Required work: Every line holding the string "hide" is to be copied from the entries below.

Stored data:
● ● ● ●
PR #31213, opened 2025-09-15
fix(privacy): Crash removing external filter list on iOS 26

StephenHeaps:
- On iOS 26 (regardless on which SDK built the app), the Binding `ForEach` with a `Toggle` in the rows will crash when removing the last item after the `onDelete(perform:)` action is executed due to an index out of bounds access. 
    - This can be reproduced in a small sample project: https://gist.github.com/StephenHeaps/9449c1b77263db516018f3fc48ca6c2a
- The workaround to resolve the crash is using the non-Binding `ForEach` initializer for the external filter lists.

Resolves https://github.com/brave/brave-browser/issues/49277

### Testplan

1. In Settings > Shields & Privacy > Content Filtering, add an external filter list by URL, ex: https://raw.githubusercontent.com/StephenHeaps/adblock-lists/refs/heads/main/hide-brave-site.txt
    - Note: This list has 1 rule which will render `brave.com` as blank / hide the root element: 
    `brave.com##html:matches-attr(data-theme)`
2. Swipe to delete the external list
3. Verify the app does not crash and the list is removed.
4. Re-add the list in Settings > Shields & Privacy > Content Filtering.
5. Visit `brave.com`, verify site is blank with shields up.
6. Verify the toggle still works as expected:
    1. Disable it, leave the Content Filtering screen, re-visit Content Filtering screen. Verify toggle is still disabled.
    2. Visit `brave.com`, verify site is no longer blank
        - Note: There is a delay between disabling and/or removing the list and changes being applied. If using the list from step 1, brave.com may still be blank immediately after but the list will be removed and engines are re-compiled shortly.


kylehickinson (approved):

kjozwiak:
Verification **PASSED** on `iPhone 11` running `iOS 26` using the following build(s):

```
Brave | 1.84.71 Chromium: 140.0.7339.133 (Official Build) nightly (64-bit) 
--- | ---
Revision | f96e70e765dc...
OS | iOS
```

Using the STR/Cases outlined via https://github.com/brave/brave-core/pull/31213#issue-3419574098, reproduced the original crash with `1.84.67 Chromium: 140.0.7339.133` when swiping/removing a URL list as per the following:

https://github.com/user-attachments/assets/525bfad7-d15f-40d0-a009-5dd72784a3f0

Using the same STR/Cases as above, ensured that Brave wasn't crashing when removing URLs via `content filtering` as per the following:

* ensured that removing `hide-brave-site.txt` via swiping didn't crash `Brave`
* ensured that removing `hide-brave-site.txt` via swiping and then tapping on `Delete` didn't crash `Brave`
* ensured that adding `hide-brave-site.txt` sets the list as `enabled` as default
  * ensured that the `enabled` state persists after several browser restarts
* ensured that you can disable `hide-brave-site.txt` via the toggle without any issues/crashes
  * ensured that the `disabled` state persists after several browser restarts
* ensured that `brave.com` appears is blank when `hide-brave-site.txt` is disabled (can take ~1 minute or more to apply rule)
* ensured that re-enabling `hide-brave-site.txt` re-displays `brave.com` (can take ~1 minute or more to apply rule)

PR #31214, opened 2025-09-15
[PSST] Create status definition enum

vadimstruts:
Resolves https://github.com/brave/brave-browser/issues/49286


components/psst/browser/content/psst_tab_web_contents_observer.cc
```diff
@@ -199,8 +201,10 @@ void PsstTabWebContentsObserver::OnPolicyScriptResult(
     return;
```
bridiver, line 206: I think we also need to call `UpdateTasks` here for `!script_result_parsed`, but not for `!ShouldInsertScriptForPage`

PR #31219, opened 2025-09-16
`BindInterface()` wiring for `mojom::Authentication`

szilardszaloki:
Add `BindInterface()` wiring for `brave_account::mojom::Authentication` in `BraveAccountService`, allowing the UI to bind and call the `Authentication` remote in the registration flow.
● ● ● ●
Written response:
1. In Settings > Shields & Privacy > Content Filtering, add an external filter list by URL, ex: https://raw.githubusercontent.com/StephenHeaps/adblock-lists/refs/heads/main/hide-brave-site.txt
    - Note: This list has 1 rule which will render `brave.com` as blank / hide the root element: 
* ensured that removing `hide-brave-site.txt` via swiping didn't crash `Brave`
* ensured that removing `hide-brave-site.txt` via swiping and then tapping on `Delete` didn't crash `Brave`
* ensured that adding `hide-brave-site.txt` sets the list as `enabled` as default
* ensured that you can disable `hide-brave-site.txt` via the toggle without any issues/crashes
* ensured that `brave.com` appears is blank when `hide-brave-site.txt` is disabled (can take ~1 minute or more to apply rule)
* ensured that re-enabling `hide-brave-site.txt` re-displays `brave.com` (can take ~1 minute or more to apply rule)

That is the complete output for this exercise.